We have successfully generated germline competent chimeras from investigator-supplied targeted clones. We offer to inject the same ES cell clone in blastocyst stage embryos on two consecutive days to ensure enough surviving pups.

We also offer aggregation of ES cells with morula stage embryos and tetraploid complementation assays.

For full-service packages and ES stem cell work we are collaborating with the MutaMouse genome engineering unit.

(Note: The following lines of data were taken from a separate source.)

PR #171, opened 2022-04-19
Store category with integers as int64 instead of Int64

frankenjoe:
In #170 we propose a workaround for storing categories with integer values as dtype `Int64` (it's currently not working when saving to CSV). However, as the following example shows, the type categories is nullable per se, i.e. we actually don't have to use `Int64` but can stick with a regular (not-nullable) `int64` instead:

```python
pd.Series(
  [1, 2, 1, None],
  dtype='category',  
)
```
```
0      1
1      2
2      1
3    NaN
dtype: category
Categories (2, int64): [1, 2]
```

I guess that's also the reason why they don't care to support `Int64` with categories in pandas. The only limitation I could think of is that you cannot have None as a category item, but since we anyway implicitly support None, there is not need for that anyway.

### DIFF
--- a/audformat/core/table.py
+++ b/audformat/core/table.py
@@ -1147,20 +1147,6 @@ class Table(HeaderBase):
         except pickle.UnpicklingError:
             df = pd.read_pickle(path, compression='xz')
 
-        for column_id in df:
-            # Categories of type Int64 are somehow converted to int64.
-            # We have to change back to Int64 to make column nullable.
-            if isinstance(df[column_id].dtype,
-                          pd.core.dtypes.dtypes.CategoricalDtype):
-                if isinstance(df[column_id].dtype.categories,
-                              pd.core.indexes.numeric.Int64Index):
-                    labels = df[column_id].dtype.categories.values
-                    labels = pd.array(labels, dtype=pd.Int64Dtype())
-                    dtype = pd.api.types.CategoricalDtype(
-                        categories=labels,
-                        ordered=False)
-                    df[column_id] = df[column_id].astype(dtype)
-
         self._df = df
 
     def _save_csv(self, path: str):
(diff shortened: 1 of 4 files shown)


setup.cfg
```diff
@@ -34,7 +34,7 @@ install_requires =
     pyyaml >=5.4.1
     # https://github.com/audeering/audformat/pull/101
     # https://github.com/audeering/audformat/pull/142
-    pandas >=1.1.5,!=1.3.0,!=1.3.1,!=1.3.2,!=1.3.3, <1.4.0
+    pandas >=1.1.5,!=1.3.0,!=1.3.1,!=1.3.2,!=1.3.3
```
frankenjoe, line 37: We should probably do this in a separate PR.

audformat/core/table.py
```diff
@@ -1147,20 +1147,6 @@ def _load_pickled(self, path: str):
         except pickle.UnpicklingError:
             df = pd.read_pickle(path, compression='xz')
 
-        for column_id in df:
```
frankenjoe, line 1150: We skip this as we don't need to convert to `int64` any longer.

setup.cfg
hagenw: Yes, makes sense.

frankenjoe: Ok, will revert once tests are passing.

frankenjoe: done

hagenw:
Great that we can get rid of the `categories` `Int64` combination, that is anyway not supported by `pandas`.

Bahaabrougui:
Is there a particular reason why we're using `int64` instead of `int8` or other small variants of integer, as here we're modeling categories with `int_x` types and those values are expected to be in a small range that `int8` or `int16` can cover. Or is it just to be on the safe side ?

We offer both cryopreservation of sperm and embryos in liquid nitrogen. This helps to save resources when strains are not actively used for research, prevents genetic drift and excludes loss of colonies in case of a disaster (infections, fire...). When required, we use in vitro fertilization and embryo transfer to revitalize the frozen samples. We also accept frozen sperm and embryos from external sources. The same in vitro techniques are used for hygienic rederivation of mouse strains to import them in SPF facilities.

Cryopreservation is a safe method for preserving healthy pre-implantation embryos or sperm that can be easily recovered to revitalize the strain at any time.

There are many reasons to consider cryopreservation of your mouse lines:

• Insurance against loss of colonies in the event of calamity.
• They are a back-up in case of reproductive failure within a colony.
• Results in significant long-term cost savings and mouse room space.
• It helps to control genetic drift
• A genetic resource for refreshing mouse lines.
• Cryopreserved stocks can be shipped to or from collaborators worldwide

Sperm cryopreservation is a simple, highly cost-effective method for cryopreservation. Although only half of the genome is preserved as frozen sperm, cryopreservation of sperm is significantly more cost-effective and faster as compared to embryo cryopreservation. This technique works well with common backgrounds like C57Bl6, CD1. We are storing more than 250 strains since 2011. The recovery of sperm from cryopreservation requires an In Vitro Fertilization (IVF) procedure. Our recovery rate after IVF is 94%.

Embryo cryopreservation is the method for preserving mouse lines with a complex genetic background.  However, due to inherent technical inefficiencies associated with the procedure and strain differences, it is more costly than sperm freezing. Some strains have low fertilization capacity and do not yield sufficient numbers of fertilized embryos. This could partially overcome by the use of IVF. Our recovery rate is 90%.

We are storing the samples divided over two LN2 containers located at two different buildings on campus.

An important variable that affects the results of mouse studies is the health status of the animals. Pathogen burdens may confound observations and obscure underlying mechanisms. Embryo transfer is the golden standard to obtain specific pathogen-free mice.

 Fresh embryos, embryos obtained by In Vitro Fertilization techniques or thawed embryos are subjected to extensive washing procedures and then surgically re-implanted into pathogen-free pseudo pregnant females. The resulting pups will be housed in the Q-zone and will be tested for the absence of pathogens at the age of 8 weeks before sending them to your colony.

The recovery of sperm from cryopreservation requires an IVF procedure. This procedure is typically performed using wildtype oocytes. If desired we can use female animals from an investigator's personal colony. Mouse strains can vary in their sensitivity to superovulation, which can result in low oocyte numbers.

The Mouse Expertise Unit collaborates with The Laboratory Animal Center for Caesarian rederivation. Depending on the initial health status of your strain, Caesarian rederivation is more cost-effective and faster as compared to embryo rederivation.